My choice for the “godfather” of Pan-Africanism is Edward Wilmot Blyden. His trajectory ultimately led him to visit the Holy Land, whose destiny he envisaged as linked to “that marvelous movement called Zionism.”
Born to free parents on Charlotte-Amalie, capital of St. Thomas, Blyden prided himself on his “pure” African ancestry, yet also prized his close cultural ties with Jews, beginning with members of Amalie’s 400-strong Jewish community, which produced such expatriate luminaries as Impressionist painter Camille Pissarro.

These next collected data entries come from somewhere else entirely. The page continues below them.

Issue #1565, opened 2026-08-23
jq: first(keys|.[]|f) / first(map(f)|.[]|f) still O(n), leaks side effects


newhoggy:
**Severity: Low** (stray side-effect writes; no wrong output, no data loss -- same class as #1459)

Follow-up to #1461, found during code review of its fix.

## The gap

#1461 gave `eval_generic.rs`'s `first(...)` a demand-driven sink
(`eval_each_generic`/`eval_each_pipe_generic`) for `Comma`/`Pipe`/`Paren`, closing
`first(.[] | stderr)` and friends. But when the pipe's *first* stage evaluates to
`GenericResult::LazyKeys`/`LazyIndexRange`/`LazySeq` (i.e. `keys`, `keys_unsorted`, an
array's own `.[]`/`keys` under `#684`, or a `map(f)` chain under `#724`/`#725`) and 2+
further stages follow, `eval_each_pipe_generic`'s driver hands the whole remaining pipe
to `fold_pipe_stages` -- the plain eager fold with no demand check at all -- instead of
continuing through the sink. So `first` still evaluates every element before it can stop,
for this one shape.

Verified against pinned jq 1.7.1 and this branch (post-#1461):

```
$ echo '{"a":1,"b":2,"c":3}' | jq -c 'first(keys | .[] | stderr)'
"a"     stderr: a
$ echo '{"a":1,"b":2,"c":3}' | succinctly jq -c 'first(keys | .[] | stderr)'
"a"     stderr: abc          <- stderr fired for all 3 keys, not just "a"

$ echo '[1,2,3]' | jq -c 'first(map(.+1) | .[] | stderr)'
2       stderr: 2
$ echo '[1,2,3]' | succinctly jq -c 'first(map(.+1) | .[] | stderr)'
2       stderr: 234          <- stderr fired for all 3 elements, not just the first
```

stdout matches jq exactly in both cases -- only the extra `stderr` writes diverge, so
this is a stray-side-effect bug, not silent data loss. Confirmed **pre-existing**: built
`main` at the commit #1461 based off (`379d437af`) and got byte-identical eager output
there, so this is not a regression from #1461 -- the shape was equally eager before, via
the old `first_over_comma_generic`/`first_over_pipe_prefix_result`'s 2-stage-only cap.

On a 2M-element array this is also a real perf cliff, not just a stderr nuisance:
`first(keys | .[] | .+1)` is ~12x slower than the now-fixed `first(.[] | .+1)`, and
[...]

PR #1610, opened 2026-08-25
perf(jq): build the owned rest-pipe once per driver, not per element (#1598)

### LINKED ISSUE #1598: jq: continue_pipe_element_generic deep-clones the remaining pipe AST per element
**Severity: Low** (latent — no live consumer reaches the per-element case today)

Found while reviewing [#1565](https://github.com/rust-works/succinctly/issues/1565)'s fix.

## The gap

`continue_pipe_element_generic`'s `GenericItem::Owned` arm (`src/jq/eval_generic.rs`) rebuilds the
remaining pipe as an owned AST for every item it is handed:

```rust
GenericItem::Owned(o) => {
    let rest_pipe = Expr::Pipe(rest.to_vec());
    eval_each_owned::<S>(&rest_pipe, &o, optional, &mut |o| sink(GenericItem::Owned(o)))
}
```

`rest.to_vec()` is a deep clone of every remaining stage's `Expr` tree — a `Vec` allocation plus
one recursive clone per stage, per element.

Before #1565 this arm ran once per *pipe*, from `eval_each_pipe_generic`'s driver. #1565 extracted
it and put it on a per-*element* path: `drive_pipe_elements_generic` calls
`continue_pipe_element_generic` in a loop, and for `each_lazy_index_range_iterate_sink` (and
`each_lazy_keys_iterate_sink`'s `sorted` branch) *every* item is an `Owned`, so every iteration
pays a fresh clone.

`fold_pipe_stages_sink`'s own `Owned` arm has the same `Expr::Pipe(stages[j..].to_vec())`, but that
one is genuinely once-per-fold and not a concern.

## Why it isn't visible yet

The only consumer that drives this sink today is `first(...)` via `each_take_first_generic`, which
stops after one element — so the loop runs once and the clone happens once. The cost is latent: it
becomes O(n) deep AST clones the moment a draining consumer (or a `limit(n; ...)`-style
partial one) uses the same path, which is exactly what
[#1596](https://github.com/rust-works/succinctly/issues/1596) and
[#820](https://github.com/rust-works/succinctly/issues/820)'s remaining stages would introduce.

No measurement is offered because there is currently no query that exercises the loop more than
once — that is the point of filing it before one exists.

## Likely fix

Hoist the `Expr::Pipe` construction out of the per-element loop: build it once in
`drive_pipe_elements_generic` (or pass `rest` through and let `eval_each_owned` take a slice
rather than an `&Expr`) so the clone is amortized over the fan-out instead of repeated per
element.

`eval_each_owned` taking a stage slice is the cleaner of the two and removes the synthesized
`Expr::Pipe` wrapper entirely, but it is an `eval.rs` signature change — worth checking whether
its other callers can supply a slice as cheaply.

## Acceptance criteria

- `continue_pipe_element_generic`'s `Owned` arm no longer allocates or deep-clones per element.
- No regression on `test_first_over_lazy_prefix_applies_every_stage_1565`,
  `test_first_over_pipe_prefix_dispatches_every_generic_result_shape_1451`, or
  `test_short_circuit_side_effect_shapes_already_match_jq_820`.

Refs #1565, #1461, #1450.

newhoggy:
## Summary

`continue_pipe_element_generic`'s `Owned` arm rebuilt the remaining pipe as an owned AST for **every item handed to it** — `Expr::Pipe(rest.to_vec())` is a `Vec` allocation plus a recursive `Expr` clone per stage. Before #1565 that arm ran once per pipe; #1565 moved it onto a per-*element* path, so both drivers that reach it pay the clone once per element.

The slice and its owned copy are now one `RestPipe` value, built at most once per driver and only if an `Owned` element actually arrives. Pairing them removes a hazard as well as the cost: correctness requires that a cached pipe is only ever used with the `rest` it was built from, and as two loose parameters that mispairing compiled cleanly and produced a wrong answer rather than a crash.

`eval.rs::eval_each_pipe` — the twin driver, and the function this arm hands off to — had the same eager clone and is made lazy the same way. This repo has previously fixed one of these two evaluators and missed the other, so they move together.

## This is not latent — it is measurable today

The issue filed this as latent, reasoning that no query drives the loop more than once and therefore offering no measurement. That holds only for a **bare** `first(...)`. A `first(...)` whose predicate never matches keeps pulling, and `keys` (sorted) yields every key as an `Owned` — so `first(keys | .[] | select(. == "zzz"))` already pays one clone per key on current `main`.

**Apple M5 Max (arm64)**, 200,000-key object, release builds, interleaved within each repetition **with the order flipped every rep**, 5 reps (min / median):

| shape | before | after | delta |
|---|---|---|---|
| owned driver, `rest` = 1 stage | 0.132s | 0.110s | **-16.8% / -16.5%** |
| owned driver, `rest` = 7 stages | 0.148s | 0.112s | **-24.6% / -25.7%** |
| borrowed chain, 1 / 4 / 8 stages | 0.107 / 0.251 / 0.474s | — | -0.4% / +0.7% / -0.3% (neutral) |

The gain **growing with stage count** is the mechanism's own signature — a longer `rest` is a bigger tree to clone per element.

⚠️ **Single-architecture result.** `docs/STYLE_GUIDE.md` STYLE-0008 and CLAUDE.md both require naming the chip and measuring ARM *and* x86_64; the first revision of this PR named neither, which the review flagged. The chip is named now, but these are ARM-only — the x86_64 leg needs one of the pinned benchmark hosts, which this run did not have. Treat the magnitudes as ARM figures pending an x86 confirmation. The change removes an allocation, and allocator behaviour is exactly the class CLAUDE.md warns can differ across architectures.

## Two proposals measured and *not* taken

Both came from review, both were implemented and benchmarked rather than accepted on the reasoning:

1. **`eval.rs` lazy clone** — kept, but **measured neutral** (numbers above). The review attributed the superlinear cost curve on borrowed chains to this clone; rebuilding with the allocation gone moves nothing, so that curve is the per-stage evaluation itself. Kept as dead-work removal, and its comment says so explicitly so nobody later cites it as a speed fix.
2. **Empty-`rest` shortcut** (skip the serialize-and-reindex bridge when `Expr::Iterate` is the pipe's last stage) — **implemented, measured, dropped.** Neutral on every shape that should reach it: `[map({a:.,b:.,c:.,d:.}) | .[]] | length` +1.6%, `[keys | .[]] | length` +0.6%, index-range -2.0%. The 0.196s-vs-0.360s gap that motivated it is real but is not this bridge, since removing the bridge does not close it. Its fidelity was also checked properly first — the review verified number spelling *with* the round trip in place, which does not show that removing it preserves representation; implementing it and diffing `2.50`, `1.0`, `-0.0`, `1e1000`, `1e-1000`, `4e4`, 20-digit integers, unicode and escapes against jq 1.7.1 does, and it did.

## Test

Rewritten to say what it actually establishes. The previous doc claimed to pin the cache-leak invariant; **every row passes identically on the pre-change binary**, because that leak is not expressible once `RestPipe` owns both halves. It is a forward guard against someone widening the cache's scope, not a regression pin, and it now says so.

Young Blyden played on Synagogue Hill, watched the Yom Kippur services from outside the congregation, and struck up a youthful friendship with David Cardoze (Cardozo), later a rabbi, who taught him the rudiments of Hebrew.
Discriminated against when he journeyed to the United States in 1850, Blyden was sent as an agent of the American Colonization Society to Liberia, the American “Back to Africa” experiment that in 1847 became an independent nation. He devoted the rest of his life to Africa as an educator, publicist, and diplomat, including an 1866 trip to Jerusalem that he wrote about in From West Africa to Palestine (1873). Blyden didn’t visit early Alliance Israelite Universelle projects, but nevertheless predicted that “Jews are to be restored to the land of their fathers” once “the misrule of the Turks” was overcome.

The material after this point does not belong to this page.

PR #1635, opened 2026-08-25
fix(yaml,json): decode the real UTF-8 char in validator error messages

### LINKED ISSUE #1422: yaml/validate.rs and json/validate.rs have the same Latin-1-cast mojibake bug #1187 fixed in yaml/parser.rs
## Summary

Blyden longed for the emergence among African-Americans of leaders to mobilize the selective return of some Blacks to help regenerate Africa. He was fascinated by Herzl’s meteoric rise as Zionism’s new Moses. His response to Der Judenstaat and the First and Second Zionist Congresses, held in 1897 and 1898, was a pamphlet, “The Jewish Question” (1898), published with the help of Liverpool merchant and African trader Louis Solomon.
Blyden wrote that “the history of the African race — their enslavement, persecution, proscription, and sufferings — closely resembles that of the Jews.” He also asked for Jewish support of Africa: “If the world owes an immense debt to the Jews, the Jews as well as the rest of mankind owe an immense debt to Africa; for it was upon that soil that a few nomads from Western Asia settled down, and, in the furnace of affliction … grew to be a nation. … Now, Africa appeals to the Jew.”

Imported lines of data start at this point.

Issue #378, opened 2026-07-26
jq: if/select collapse a multi-output condition, and the two evaluators disagree how


newhoggy:
**Severity: Medium** — reproduced against the built CLI (release, `2261571`).

jq fans a condition out: `if`/`select` run once per output of the condition stream. Succinctly collapses it, and the two evaluators collapse it *differently*.

```
echo 1 | sjq -c 'select((false,false) and true)'   # => 1        (jq: no output)
echo 1 | sjq -c 'select((true,false) and true)'    # => 1        (jq: 1)  -- right by luck
echo null | sjq -c 'if (true,false) then "a" else "b" end'
                                                    # => "a"      (jq: "a" "b")
```

Two distinct sites, both keyed on the same triplicated match:

- `builtin_select` and `eval_if` (`src/jq/eval.rs`) read `vs.first().is_some_and(...)` — first output wins, the rest are dropped.
- `eval_generic`'s `Builtin::Select` arm goes further and treats *any* `Many`/`ManyOwned` condition as truthy outright, so the CLI selects where the library does not. Pinned as a known divergence in `tests/jq_evaluator_parity_tests.rs::test_multi_output_condition_in_select_parity_160`; that `assert_divergence` must become `assert_parity` when this lands.

The `vs.first()` shape was triplicated across `eval_alternative`, `eval_if` and `builtin_select`. #160 removed the first copy; these two remain. Per the repo's own lesson ("duplicated predicates diverge silently — one definition, plus a test that the call sites agree"), the fix should route both through one helper rather than editing two copies.

**Fix:** dispatch per condition output. `push_truthiness` (added by #160, `src/jq/eval.rs`) already walks a stream into one `bool` per output and preserves `Error`/`Break`; `if`/`select` need the same walk with a body evaluation per bit instead of a push.

**Sibling of #354** (object construction) and #160 — same root shape, different operator.

---
_Split out of #160 during its fix._

PR #1644, opened 2026-08-25
fix(yq): select(cond) emits its input once, not once per truthy output

### LINKED ISSUE #1613: yq: select(cond) forks per truthy condition output, where real yq emits once if any is truthy
**Severity: Medium** — wrong output (duplicated documents/values), not a side-effect leak.
An ADR-0018 rule-4 fidelity break in `yq` mode: the *mode* decides the behaviour, and yq
mode is currently implementing jq's rule.

Found while A/B-testing #1481's binary-fanout changes in yq mode. **Not caused by #1481** —
`main` @ `d61ef1754` behaves identically.

## Repro

Verified live against Homebrew `yq` v4.53.3 (the pin) and a `--release --features cli`
build.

Unburdened by antisemitism, Blyden was also unprejudiced against Muslims. He believed that Islam might still contribute to Africa’s liberation.
Blyden pointed the way for Pan-African leaders such as W.E.B. Du Bois, Marcus Garvey, George Padmore, and Kwame Nkrumah — all intrigued by Zionism, but not all friendly toward Jews.
Blyden may be newly relevant as Israel continues to improve its relations with Africa in the 21st century.
Historian Harold Brackman is coauthor with Ephraim Isaac of From Abraham to Obama: A History of Jews, Africans, and African-Americans (Africa World Press, 2015).